Вот Макаров и выражал «господствующие» в широком читательском кругу «воззрения», не столько, впрочем, хлопоча об иерархической распределенности писателей и произведений по соответствующим строкам табели о рангах, сколько заботясь о том, чтобы все участки и «цеха» литературного хозяйства работали с максимальной эффективностью, чтобы в конфликте хорошего с отличным побеждало непременно лучшее из наличествующего в даровании писателя.

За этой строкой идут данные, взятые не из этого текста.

PR #229, opened 2022-11-04
New endpoint for generating combined JSON for all Arctic EDS report sections

BobTorgerson:
This PR adds the new endpoint /eds/all/<lat>/<lon> to the API. This combines all of the report sections in the Arctic EDS web application and generates a long JSON listing of the returned data.

Each report section has a key indicating its underlying data such as "thawing_index" or "precipitation". 

Try a few valid lat / lon coordinates such as: 
http://localhost:5000/eds/all/68.0764/-153.5501
http://localhost:5000/eds/all/62.0764/-143.5501

Try some invalid lat / lon coordinates to see what is returned as well, such as:
http://localhost:5000/eds/all/22.0764/-123.5501
http://localhost:5000/eds/all/52.0764/-123.5501

### DIFF
--- a/routes/eds.py
+++ b/routes/eds.py
@@ -15,6 +15,19 @@ eds_api = Blueprint("eds_api", __name__)
 
 
 async def run_fetch_all_eds(lat, lon):
+    """
+    Fetches a list of data API end points to generate a multiple
+    variable JSON that can be used to generate a full report in the
+    Arctic EDS website.
+
+    Args:
+        lat (float): latitude
+        lon (float): longitude
+
+
+    Returns:
+        Multiple variable JSON object
+    """
     host = request.host_url
     all_requests = [
         f"{host}eds/temperature/{lat}/{lon}",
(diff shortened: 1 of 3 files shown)


brucecrevensten (approved):

routes/eds.py
```diff
@@ -0,0 +1,115 @@
...
+        1 - Precipitation
+        2 - Snowfall
+        3 - Design Freezing Index
+        4 - Design Thawing Index
+        5 - Freezing Index
+        6 - Heating Degree Days
+        7 - Thawing Index
+        8 - Geology
+        9 - Physiography
+       10 - Permafrost
```
cstephen, line 112: I don't think this comment applies anymore, so I suggest just removing it since the results are self-explanatory now.

cstephen (changes requested):
Functionality looks good, and all of my test queries finished in under 40 seconds. Nice work!

My only suggestion is to remove the "Order of returned JSON" comment since it no longer applies. I'll get this merged once that is fixed.

routes/eds.py
BobTorgerson: Good point! I've removed that comment and it's good to merge.

cstephen (approved):

PR #232, opened 2022-11-22
Updates caching for the API with the beetles API section + the Arctic EDS endpoint for all communities.

BobTorgerson:
This PR adds the calls to fill the cache with the beetle endpoints for area and point queries, along with the Arctic EDS community endpoints to cache all identified communities.

To test this, you will want to comment out lines 82, 85 and 86 of routes/recache.py: https://github.com/ua-snap/data-api/blob/40ae48eab898b0f9d1814f51b564eca9147514c8/routes/recache.py#L82-L86

and add this to line 80 of that file:

print(url)

This is a roundabout way of identifying what would be called on the remote server when recaching. Ensure you see the beetles endpoint and the ArcticEDS endpoint shown in the long listing of all API calls in the console.


cstephen (approved):
I followed the testing instructions in the PR description and confirmed that the following types of URLs show up in the list of URLs to cache:

- beetle points
- beetle areas
- "all" Arctic EDS queries

Everything is working as expected.

PR #255, opened 2023-04-06
Integrates HUC12 boundary calls and ALFRESCO local requests to Geoserver

BobTorgerson:
This PR changes the last of the remnants of our old process for downloading shapefiles locally and opening them via GeoPandas for analysis. This points the calls for the old HUC12 GDF to Geoserver WFS responses that are then loaded into a temporary GDF for analysis. In some cases, we are letting Geoserver do all of the work that was originally required such as finding the nearest HUC12 that intersects with a given lat / lon for the ALFRESCO local requests. 

Let me know if you have any questions, and please let me know if you spy anything that isn't right and should be changed.

Things to check:

- Ensure the ALFRESCO code works for any of the local endpoints for flammability and veg_change
- Ensure you don't see any outstanding areas where the GDFs are called from luts.py
- Any code that could be improved using your knowledge of Geopandas

### DIFF
--- a/routes/vectordata.py
+++ b/routes/vectordata.py
@@ -12,7 +12,6 @@ from shapely.geometry import Point, box
 # local imports
 from . import routes
 from luts import (
-    shp_di,
     all_jsons,
     areas_near,
 )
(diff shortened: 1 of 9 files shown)


routes/vectordata.py
charparr, line 1: All red :100

I don't think this import is being used any more either, thanks GeoServer :)
https://github.com/ua-snap/data-api/blob/feb4f21c4a60c92dd29e95748916a6f003c35f83/routes/vectordata.py#L10

And I think we can rip out these now-unused imports too:
https://github.com/ua-snap/data-api/blob/feb4f21c4a60c92dd29e95748916a6f003c35f83/routes/vectordata.py#L5-L7

And we no longer need `GS_BASE_URL` so it no longer needs to be fetched from the config
https://github.com/ua-snap/data-api/blob/feb4f21c4a60c92dd29e95748916a6f003c35f83/routes/vectordata.py#L18

validate_data.py
charparr, line 1: I don't think this needs to be changed now, but looking at this module I feel like the `place_name_and_type` and `get_poly_3338_bbox` are a weird fit with the other functions in this module, that well, validate data by pruning nodata values, checking for empty data packages, etc.

validate_request.py
```diff
@@ -12,7 +12,6 @@
 from config import GS_BASE_URL, WEST_BBOX, EAST_BBOX, SEAICE_BBOX
```
charparr, line 12:
```suggestion
from config import WEST_BBOX, EAST_BBOX, SEAICE_BBOX
```
I think GS_BASE_URL is also no longer used in this module.

charparr (changes requested):
This is a great PR. It reduces and simplifies the codebase quite a bit and helps light the path in terms of where to go next with improving the API and making our own lives easier. I've left a few comments about cleaning up some unused imports, but otherwise I think this is good to merge!

To test this PR I ran the API locally and hit several different polygon summary endpoints, and tested the ALFRESCO endpoints in particular. I also tried a few different queries to `places/search` like so: http://localhost:5000/places/search/65/-147 so that I could check out what is being found and in particular see the various HUCs.  Everything looks good to my eye!

kyleredilla (changes requested):
Agree with Charlie - these changes are exciting to see and really make the code easier to interpret.

I tested the ALFRESCO endpoints, including a bunch of queries to the HUC-12- and other polygon-based aggregation endpoints, and received no unexpected results.

In addition to Charlie's suggestions, I think my only other suggestion is that I think we can remove the section in the README about updating the data as well now, right? Maybe either include that in this PR, or make an issue for it?

kyleredilla (approved):

PR #256, opened 2023-04-26
Beetle coverage changes to match climate protection meaning of data

BobTorgerson:
This PR makes the changes required to match the beetle coverage data's meaning of climate protection from spruce beetles. This includes returning new fields in CSVs and the definitions being high climate protection, minimal climate protection, and no climate protection.

This PR is required for the changes to the NCR application for the beetle coverage portion of the report.

### DIFF
--- a/routes/beetles.py
+++ b/routes/beetles.py
@@ -47,10 +47,10 @@ dim_encodings = {
         2: "2070-2099",
     },
     "snowpack": {0: "low", 1: "medium"},
-    # The 0 in beetle_risk represents NO DATA in this context,
+    # The 0 in climate_protection represents NO DATA in this context,
     # but needs to remain as 0 to allow for the pruning function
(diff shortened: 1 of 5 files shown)


cstephen (changes requested):
Looks good and works as expected! The only issue I found is that a couple places weren't updated with the new risk vs. climate protection terminology:

- [ ] The metadata line for downloadable CSVs still says "Values shown are for risk level for spruce beetle spread in the area."
- [ ] On the documentation page, the explanation for `snowpack` says: "Relative snowpack used to model spruce beetle risk"

This branch looks mergeable once those are updated.

BobTorgerson:
@cstephen Thanks for catching those! It's hard to ensure you've caught all of the places where this was a thing due to how the wording changed for describing just about everything :) Please review again when you have the opportunity.

cstephen (approved):

PR #585, opened 2025-03-06
Check for `spendable_msat` on trampoline pay

nepet:
We had some incidents where a trampoline payment created `0msat` which lead to failed payments that actually did not fail. In order to avoid this we filter out channels that have a `spendable_msat` value of `0` or below the `minimum_htlc_out_msat`.

### DIFF
--- a/libs/gl-plugin/src/tramp.rs
+++ b/libs/gl-plugin/src/tramp.rs
@@ -32,6 +32,8 @@ const PAY_UNPARSEABLE_ONION_MSG: &str = "Malformed error reply";
 const PAY_UNPARSEABLE_ONION_CODE: i32 = 202;
 // How long do we wait for channels to re-establish?
 const AWAIT_CHANNELS_TIMEOUT_SEC: u64 = 20;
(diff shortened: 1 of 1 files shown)


libs/gl-plugin/src/tramp.rs
```diff
@@ -347,6 +339,45 @@ pub async fn trampolinepay(
...
+            continue;
+        }
+
+        if (channel.spendable_msat + acc) <= amount_msat {
+            choosen.push((channel.short_channel_id, channel.spendable_msat));
+            acc += channel.spendable_msat;
+        } else {
+            let rest = amount_msat - acc;
+            choosen.push((channel.short_channel_id, rest));
+            acc += rest;
```
JssDWt, line 369: There's still a case where `rest` does not add up to the minimum htlc amount. Do you know a good way to handle that?

nepet: Right, we may want to check and skip those channels as well. :thinking: 
I'll add a follow up.

PR #586, opened 2025-03-06
Trampoline: Improve channel selection logic

nepet:
The way we allocated channels for a trampoline payment could lead to a case where we could get stuck selecting channels for a payment when the rest amount was lower than the lower bound of the channel.

This PR introduces a new selection logic that tries to be greedy first but will split payments more carefully if it is actually needded.

Reviewers: Please check carefully and let me know if you need more tests.

### DIFF
--- a/libs/gl-plugin/src/tramp.rs
+++ b/libs/gl-plugin/src/tramp.rs
@@ -232,6 +232,8 @@ pub async fn trampolinepay(
                 min_htlc_out_msat,
             });
         })
+        .filter(|ch| ch.spendable_msat > 0)
+        .filter(|ch| ch.spendable_msat > ch.min_htlc_out_msat)
         .collect();
 
     channels.sort_by(|a, b| b.spendable_msat.cmp(&a.spendable_msat));
--- a/libs/gl-plugin/src/tramp.rs
+++ b/libs/gl-plugin/src/tramp.rs
@@ -192,7 +192,7 @@ pub async fn trampolinepay(
 
     debug!("overpay={}, total_amt={}", overpay, amount_msat);
 
-    let mut channels: Vec<ChannelData> = rpc
+    let mut channels: Vec<Channel> = rpc
         .call_typed(&cln_rpc::model::requests::ListpeerchannelsRequest { id: Some(node_id) })
         .await?
         .channels
@@ -226,7 +226,7 @@ pub async fn trampolinepay(
                     return None;
                 }
             };
-            return Some(ChannelData {
+            return Some(Channel {
                 short_channel_id,
                 spendable_msat,
                 min_htlc_out_msat,
@@ -448,11 +448,11 @@ async fn do_pay(
 }
 
 async fn reestablished_channels(
-    channels: Vec<ChannelData>,
+    channels: Vec<Channel>,
     node_id: PublicKey,
     rpc_path: PathBuf,
     deadline: Instant,
-) -> Result<Vec<ChannelData>> {
+) -> Result<Vec<Channel>> {
     // Wait for channels to re-establish.
     crate::awaitables::assert_send(AwaitableChannel::new(
         node_id,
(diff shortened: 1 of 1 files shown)


libs/gl-plugin/src/tramp.rs
```diff
@@ -488,15 +454,99 @@ async fn reestablished_channels(
...
+        }
+
+        // Base case: We have processed all channels and could not find a
+        // solution.
+        if idx >= channels.len() {
+            return;
+        }
+
+        // Option 1: Skip the current channel.
+        rec(channels, idx + 1, target_msat, current, best);
```
JssDWt, line 511: This starts by skipping the largest channels. I think it would be best to start with the ideal case, and the most probable case: the htlc fits in a single channel (the first channel). Basically the base cases that would work most of the time is 'take the maximum from each channel until the amount fits. 

I think the algorithm here should return immediately once 'a' solution has been found. It does not have to be the best solution. 

So skipping the current channel should happen last. (unless channels are ordered from smallest to largest).

libs/gl-plugin/src/tramp.rs
```diff
@@ -488,15 +454,99 @@ async fn reestablished_channels(
...
+
+        // If the remaining target amount is below the channel's lower bound we
+        // can not use it.
+        if target_msat < lower {
+            return;
+        }
+
+        // Try allocations from the upper bound down to the lower bound to
+        // maximize channel usage.
+        for alloc in (lower..=upper).rev() {
```
JssDWt, line 529: This will iterate a lot? min_msat being 1 and amount being 1000 sat (1M msat) will iterate 1M times per channel? So 1M * 1M for 2 channels?

What if (thinking out loud here) you would start with the maximum per channel. Then if that doesn't work, try to leave the minimum minimum (so the lowest min_htlc_out_msat of the remaining channels), if that doesn't work leave the second lowest minimum, etc. So the allocation of the current channel would become min(spendable_msat, target_msat - min_htlc_out_msat of the next channel).

libs/gl-plugin/src/tramp.rs
nepet: I was assuming that it might be helpful to fully drain channels to allow for re-allocation or consolidation of those channels, and since we sort the channels: largest spendable msat first, What should happen here is that we prefer to drain smaller channels fist. Choosing the best case instead of just choosing a case that works was part of the same assumtion I made. I can add a test to verify this behavior or we can change to any other policy you prefer.

libs/gl-plugin/src/tramp.rs
nepet: Yes that will iterate a lot and I like your improvement! What if we would, instead of choosing the lowest `min_htlc_out_msat`, choose the `min_htlc_out_msat` of the second smallest channel to try to drain as many channels as possible to  make them available for re-allocation?

libs/gl-plugin/src/tramp.rs
JssDWt: That does sound good actually, to drain the smaller channels first.

libs/gl-plugin/src/tramp.rs
JssDWt: That sounds ok. Do add a fallback to the third smallest channel, then the fourth smallest, etc, if it doesn't work.

nepet: Sure, we want to recursively try bigger channels until we run out of options.

nepet:
@JssDWt If you don't mind it would be nice to get your oppinion on the improved version!

libs/gl-plugin/src/tramp.rs
```diff
@@ -488,15 +468,201 @@ async fn reestablished_channels(
...
+
+        // Channel is drained or unusable, skip it.
+        if ch.spendable_msat < ch.min_htlc_out_msat || ch.spendable_msat == 0 {
+            return try_allocate(&channels[1..], target_msat, allocations);
+        }
+
+        // Each channel has an upper and a lower bound defined by the minimum
+        // HTLC amount and the spendable amount.
+        let lower = ch.min_htlc_out_msat;
+        let upper = ch.spendable_msat.min(target_msat);
```
JssDWt, line 600: Let's add a check that `upper` is not below `lower`.

JssDWt (commented):
It looks very good to me! I can't find any real issues on the first pass.

cdecker:
Thanks guys, apart from the check that @JssDWt proposes this looks great, and we can add that safety check in a follow up. @nepet are you ok with me merging this as is?

PR #588, opened 2025-04-02
clnvm: Add v24.11gl1 and make it a bit more verbose

cdecker:
The `clnvm` tool was way too quiet for my liking, so I added logging to `stderr` not to interfere with tooling that may already rely on the tool printing the paths of versions to `stdout`.

I then also added the new version to deploy in `prod`.


nepet (approved):
Looks good to me!

PR #589, opened 2025-04-04
signer: Add CLN v24.11 to supported versions

cdecker:
This PR adds support for CLN v24.11. It'll trigger an upgrade on the
node as soon as it connects the first time, and will act as its signer
from thereon.

We're keeping it a draft, while we verify the core functionality, and
will merge as soon as it is deemed stable. Feel free to use this
signer version, however be aware that there is currently no way to
downgrade once upgraded, so use test nodes.


cdecker:
The new version has been tested extensively both internally and externally, so we're merging this as is :+1: Thanks everyone for testing.

PR #590, opened 2025-04-08
Upgrade `cln_grpc` and `cln_rpc`

nepet:
In order to keep up with changes in `tonic` and `prost` as well as changes in the upstream cln repo we need to upgrade those crates once in a while.

The newly added streams from `cln_grpc` are left to be implemented in the future as we need to access a module that is currently private.


libs/gl-plugin/src/awaitables.rs
```diff
@@ -324,28 +320,10 @@ async fn billboard(
...
-            .into_iter()
-            .nth(0)
-            .ok_or(Error::Channel("Has no channels list"))?
-            .into_iter()
-            .filter(|c| c.short_channel_id == Some(scid))
-            .nth(0)
-            .ok_or(Error::Channel("No channel with scid"))?
-            .status
-            .ok_or(Error::Channel("No amount found"))?)
+        return Err(Error::Service(format!(
```
cdecker, line 323: Ok, this means we will deprecate any pre-v23.05 node in the `prod` system before rollout. That is intended I assume?

cdecker: For reference, that is currently about <1% of nodes, and <0.01% of active nodes.

cdecker (approved):

PR #593, opened 2025-04-13
gl-testing: enable multi-arch protoc download for Apple Silicon

YusukeShimizu:
Enable multi-architecture support to ensure proper protoc downloads based on the build environment.
This fixes issues on Apple Silicon (ARM64) where the x86_64 binary was previously being downloaded,
leading to the missing ld-linux-x86-64.so.2 error.

* Use the same protocol buffer compiler version across architectures
* Ensure Docker build success on Apple Silicon

### DIFF
--- a/docker/gl-testing/Dockerfile
+++ b/docker/gl-testing/Dockerfile
@@ -109,10 +109,18 @@ RUN wget -q https://github.com/cloudflare/cfssl/releases/download/v1.5.0/cfssljs
 # STAGE: protoc-downloader
 # ----------------------------------------
 FROM ubuntu:22.04 AS protoc-downloader
+ARG TARGETPLATFORM
+
 RUN apt update && apt install -qqy wget unzip
-RUN mkdir /tmp/protoc && \
+RUN PLATFORM=$( \
+    case ${TARGETPLATFORM} in \
+    linux/amd64 ) echo "x86_64";; \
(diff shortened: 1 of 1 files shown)


cdecker:
Very good contribution. I am surprised that the arch is passed through to the docker emulation directly, and not using `qemu` with x86 or x86_64. Today I learned :-)

If you undraft I will merge this asap ^^

YusukeShimizu:
Thank you for confirming. The current support is still insufficient.
To support building on ARM64, not only `protoc` but also all dependent binaries—such as bitcoin-core, cfssl, and cln—must be similarly addressed. In particular, cln (clm-vm) does not currently provide an ARM64 binary, raising concerns about increased support and maintenance costs.

Abandoning this approach and instead updating the `make` command to force emulation by specifying `--platform linux/amd64` at build time is a simpler solution. However, running an Intel-based container on an Arm-based machine remains a best-effort measure, with associated risks of performance degradation and potential bugs.

I would appreciate your feedback.

cdecker:
Indeed, we have been developing exclusively on `amd64`, and adding other archs, distros, and OSs may be a lot of surface. Parametrizing the binaries being downloaded is an excellent first step, and may be sufficient. Let's see if it works out :-)

YusukeShimizu:
I removed the draft status from this PR.

cdecker (approved):

Issue #563, opened 2025-01-16
gltestserver needs a diet


cdecker:
The recently introduced gl-testserver is run from a docker image that
contains all the necessary dependencies, and some more. The image
weighs in at over 9GiB, which even developing locally is a bit
much. It means that the developer disk is pointlessly being filled,
but also that a build and download of the docker image is a lengthy
process.

Putting it on a diet to weigh less, and come with fewer optional
dependencies is likely a good idea. These are the common threads that
we might want to investigate:

 - [ ] Rust compilation artifacts should be kept in a builder image, and
   selectively copied over.

PR #598, opened 2025-04-28
testserver: slim testserver image

YusukeShimizu:
Issue: [#563](https://github.com/Blockstream/greenlight/issues/563)

Reduces the image size for the gl-testserver by switching to a multi-stage Dockerfile build.  
The previous image was around 9 GiB, causing long build/fetch times and taking up unnecessary space in development environments. With this change, the image footprint has been reduced to approximately 500MB.

```sh
docker images
REPOSITORY                      TAG       IMAGE ID       CREATED             SIZE
gltestserver                    latest    9fe837b67bad   About an hour ago   525MB
```

Also enable multi-architecture support.

### DIFF
--- a/docker/gl-testserver/Dockerfile
+++ b/docker/gl-testserver/Dockerfile
@@ -1,84 +1,187 @@
-FROM ubuntu:22.04 AS python-builder
+############################
+# Stage 1: builder
+############################
+FROM rust:slim-bullseye AS builder
 
+#---------------------------------------------------------------------
+# Build-time arguments & environment variables
+#---------------------------------------------------------------------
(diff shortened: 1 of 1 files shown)


YusukeShimizu:
[The Check Self / Linux (pull_request) CI test](https://github.com/Blockstream/greenlight/actions/runs/14698348884/job/41243403242?pr=598) failed, so I’m looking into what went wrong. It doesn’t seem to be caused by the PR itself, so it’s possible that the test might be flaky.

cdecker:
This is great work, thank you very much @YusukeShimizu :pray:

Issue #597, opened 2025-04-25
glcli: Large responses are rejected


cdecker:
The new rust-based `glcli` appears to be enforcing the 4MB response size limit:

```
Error, message length too large: found 4362728 bytes, the limit is: 4194304 bytes
```

@nepet: if I remember correctly there was a parameter we could pass to the stub to configure that limit. Since we trust the server when it comes to responses, we can lift that limit, to 32MB for example.

YusukeShimizu:
Would it be okay for me to take care of this issue? We can adjust the [decoding message size limit](https://docs.rs/tonic/latest/tonic/client/struct.Grpc.html#method.max_decoding_message_size).  
It defaults to 4MB, so it looks like the default setting is currently in effect.

cdecker:
Indeed, we have encountered this in the past, when syncing the gossip internally. We could just lift the maximum size the client accepts, since we have control over the server-side, and don't need to worry about DoS (a client asking for too large a response is just hammering their own node, not affecting others). And the client is likely in the best position to judge whether it can cache and process large responses, and should set limits accordingly.

nepet:
I think this is more an issue on `gl-client` as `glcli` uses `scheduler.node()` to get a grpc client from `gl-client`. As @YusukeShimizu proposed this should be fixable by setting a bigger size limit when constructing the grpc clients.

If you want to have a take on this @YusukeShimizu, you can find them here:
https://github.com/Blockstream/greenlight/blob/ed1f18b4a965e92ff7e38259ef2f03f011a02a8e/libs/gl-client/src/node/mod.rs#L39-L55

We may want to consider to make this a configurable option (maybe via something like `scheduler.node(max_size) or an env var` with a sane default.

cdecker:
Addressed by https://github.com/Blockstream/greenlight/pull/599

PR #599, opened 2025-05-07
glclient: lift default decoding size

YusukeShimizu:
https://github.com/Blockstream/greenlight/issues/597 
Lift the maximum decoding message size from 4MB to 32MB by default.

Prevent large gRPC responses from failing.
Make it configurable via the Node builder.
We trust the server logic, so increasing the default is safe.


cdecker (approved):

cdecker:
Very nice, thank you @YusukeShimizu 🤗

PR #625, opened 2025-10-25
gltestserver: Fix Dockerfile build failures and dockerignore .venv

ShahanaFarooqui:
- Locked Python dependency to 3.10 because Python 3.9's end-of-life is 31st October, 2025
- Updated base images versions
- Removed unnecessary installations
- Simplified command instruction using uv run
- Fixed runtime errors


cdecker:
Rebased on top of #631 now that it's merged.

PR #632, opened 2025-11-11
feat(node): Add `lsps2-invoice` support to the plugin

cdecker:
This PR adds rudimentary support for the LSPS2 protocol, based on @nepet's CLN https://github.com/ElementsProject/lightning/pull/8569 PR adding these features.

To make this work we had to do a bit of yak shaving:

 - The CLN builder for the GL versions of the node software now also builds a `main` version, which uses a snapshot of `master` from CLN. This version is used as a floating target for the network to use, when testing.
 - The CLN builder also remixes the CLN versions, adding newer plugins that are backwards compatible to the v25.05gl1 version, so it can get lsps support and a more modern `renepay`. We will use this in future to ensure even old versions get the upside of updates on the development branch.
 - We now pull a main version as well
 - We needed to enable the lsps-service
 - We needed an lsps-policy plugin, so queries return something

Notice that the test I added so far only tests the lsps-invoice call, not the actual execution. @nepet I think this is likely easiest for you to add and test.

### DIFF
--- a/libs/gl-client-py/tests/test_plugin.py
+++ b/libs/gl-client-py/tests/test_plugin.py
@@ -234,4 +234,4 @@ def test_lsps_plugin_calls(clients, bitcoind, node_factory, lsps_server):
     # Only one routehint, with only one hop, the LSP to the destination
     assert len(inv.route_hints.route_hints) == 1
     rh = inv.route_hints.route_hints[0]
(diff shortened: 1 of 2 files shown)


cdecker:
Rebased on top of #631 now that it's merged.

И тут, в этих хлопотах, он не давал потачки никому — даже тем, кого ценил до обоготворения. Рассматривается, например, «Тихий Дон», произведение, с точки зрения критика, классическое, великое, но и в нем требовательная макаровская зоркость выделяет не одни лишь сплошные достоинства, как это теперь принято, а и страницы, «где художественная мысль и изобразительная сила уступают место информации». То же и со знаменитой «Книгой про бойца» — есть, есть и в ней, по оценке критика, строки, сцены, целые главы, вызванные «не художественными соображениями», а «чисто агитационными целями». Или вот еще: перечитывает Макаров поэму «За далью — даль», перечитывает внимательно, сличая первые публикации с каноническим текстом, отмечая и те поправки, что пошли на пользу дела, и те, которые оказались, на его взгляд, произведенными понапрасну. Можно ли об этом молчать? Конечно, нельзя, и Макаров страстно уговаривает великого поэта еще раз подумать, вернуться в итоге к первоначальному художественному решению. Потом критик, впрочем, вроде бы опоминается, но как опоминается, с каким внутренним достоинством и с какою деликатной неуступчивостью:

«Мы просим извинения у автора за нашу горячность, его право не согласиться с нами, и мы скромно потупим голову перед высшим судом поэта, оставшись, впрочем, при своем сожалении!»…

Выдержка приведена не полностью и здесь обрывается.